Need advice (and maybe a motor)

The 1UZFE EGR Delete Kit is available for sale here.
So trying to get some stuff together.

Have purchased a few things:

MLS headgaskets and ARP head studs.

A Megan Racing radiator. Any ideas on how to plumb this would be good. Not sure what to do about the stock thermostat bypass setup.

Enough stuff from Devils Own injection to do direct port water meth. Figured I'll have an extra intake to play with mise well give it a try.

Engine leads:

93 SC400 1uz with 76,000 miles. No AC, PS, ALT, oil pan. $200. Have to drive 6.5 hours each way to pick it up.

JDM pre 95 with "30-40,000" miles on it. About $740 shipped and includes everything. Not sure if the harness is cut or complete.

JDM "to 97" with "low mileage" $620 shipped. Includes everything. Need to call them and see if they can / will confirm a pre 95 for me.

94 SC400 with 86,000 mile. $600 shipped from Aligra on Club Lexus. Not yet sure what this includes.

93 SC400 with 118,000 miles. $300 picked up. Another 6+ hour drive each way. Includes just about everything I think.

The JDM companies supposedly compression test the motors along with some other checks.

Still looking around but might get one of the above soon..............

KC
 
Hey KC, with the amount of air you are moving at high rpm, you will really benefit from a straight runner lower manifold. Straight versus curved lower runners will keep the power curve from falling off at 5500rpm and will keep making power to 6500. I remember Justin_gt8 estimated a 50-75bhp improvement on his uz running 15psi or so. He also stated zero tq loss with the mod.

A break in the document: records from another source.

PR #716, opened 2017-05-04
New examples: hosts and virtualmachines. WIP

amandahla:
TODO:
- [x] Adding new examples for collect hosts and virtual machines information.

### DIFF
--- a/examples/hosts/main.go
+++ b/examples/hosts/main.go
@@ -1,5 +1,5 @@
 /*
-Copyright (c) 2015 VMware, Inc. All Rights Reserved.
+Copyright (c) 2017 VMware, Inc. All Rights Reserved.
 
 Licensed under the Apache License, Version 2.0 (the "License");
 you may not use this file except in compliance with the License.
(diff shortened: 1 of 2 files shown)


dougm:
Thanks @amandahla 

Looks like these examples would be a good place to use the newer ContainerView APIs.  This reduces the number of round trips quite a bit.  An untested example below.  What do you think?

```go
	m := view.NewManager(c.Client)

	v, err := m.CreateContainerView(ctx, c.ServiceContent.RootFolder, []string{"VirtualMachine"}, true)
	if err != nil {
		exit(err)
	}

	var vms []mo.VirtualMachine

	err = v.RetrieveWithFilter(ctx, kind, []string{"summary"}, &vms, nil)
	if err != nil {
		exit(err)
	}

	_ = v.Destroy(ctx)
```

amandahla:
@dougm Thanks, I'll change them! :-)

amandahla:
@dougm I updated datastores also, ok? Did I get the ideia correctly? When we use view package, they get from all datacenters, right?

examples/hosts/main.go
```diff
@@ -0,0 +1,168 @@
+/*
+Copyright (c) 2015 VMware, Inc. All Rights Reserved.
```
dougm: Let's me these 2017

examples/virtualmachines/main.go
```diff
@@ -0,0 +1,180 @@
...
+	// Get summary property (VirtualMachineSummary)
+	// Reference for this data object:
+	// https://www.vmware.com/support/developer/vc-sdk/visdk25pubs/ReferenceGuide/vim.vm.Summary.html
+
+	var vms []mo.VirtualMachine
+	err = v.Retrieve(ctx, []string{"VirtualMachine"}, []string{"summary"}, &vms)
+	if err != nil {
+		exit(err)
+	}
+
```
dougm: At this point, you have all the data in memory, so there's no need for the go routines.  Just the for loop + print is fine.

amandahla: Hi @dougm  Changed now :)

dougm:
@amandahla great, thanks!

I just swapped another used UZ 3 weeks ago. 140,000 miles but it still had 155psi across all 8 (5,000ft elevation).
 
Dont remember.. I think the 95 is larger though (i have both around somewhere and they are not interchangable... Also the 95 has a smaller IAC casing too... they look different, the 95 looks better :)
 
Just pull the heads off the engine throw on some new head gaskets and see how she goes. You can do all of this while the engine is in the car and it only costs you time and a few bucks for head gaskets.

My way of thinking is having the std head bolts allows the head gaskets to be the first thing to fail.

Did you set the retard if knock detected feature?
 
Pretty sure its not the headgasket. I put air into #8 and it is definately leaking into the crank case. If I held my hand on the oil filler I can feel the pressure build with a bit of whoosh when I take my hand off it.:eek: Also checked #1 as a control and it did not do the same thing.

I already have the ball rolling on a few things.

Bought a 92 82,000 mile SC400 motor. Should be on its way next week. Have my ARP studs already. Head gasket should be on the way soon. My Innovative unit is back (again, second one now). Have a Megan Racing 3 row huge aluminum radiator on the way. Going to fit the biggest fans to it that I can.

Couple of things I have planned.

Gonna give direct port water meth injection a try. Gonna use 8 nozzles (smallest ones that Devils Own makes) in the runners of the upper intake manifold. I'm going to try and flip the intake manifold to make the piping a little shorter and just to be different. I'm planning on using a bosch 2 wire IAC valve so as to free up a couple of the Adaptronics outputs for use with the water meth. Probably going to go back to a bypass valve setup.

Couple of things I'm considering.

I will very likely be getting some cams and maybe springs. Will probably port match the intake gaskets to the intake and heads. Might give head polishing a try, I know a guy that has the tools to do it.

The new (used) motor.

The first thing I'm going to do when I get it is put oil in it, rig up the starter and do a compression test. Depending on these results I may rebuild the bottom end. Maybe put in pistons. If the compression is good I probably won't mess with it although I tend to think that I should re-ring it. I will take apart the heads and clean them up when I do the headgaskets. As said, might do some light porting / polishing and cams. Will replace all the seals. Will probably use some parts from my current motor. My timing belt is maybe 5000 miles old, new tensioner, coils are newer, the LS400 fan bracket and a few other things. Gonna go back to using the Denso IK27 plugs.

I'd love to send the thing to a machine shop to get bored and prepped for me to do a complete performance build but I just don't have the funds.:confused: I really should find myself a sponser since I go to the track allot and usually get some attention, LOL.

KC

Just pull the heads off the engine throw on some new head gaskets and see how she goes. You can do all of this while the engine is in the car and it only costs you time and a few bucks for head gaskets.

My way of thinking is having the std head bolts allows the head gaskets to be the first thing to fail.

Did you set the retard if knock detected feature?
 
What about an engine from a LS? It might be cheaper, and then you can just swap all your parts from your long block.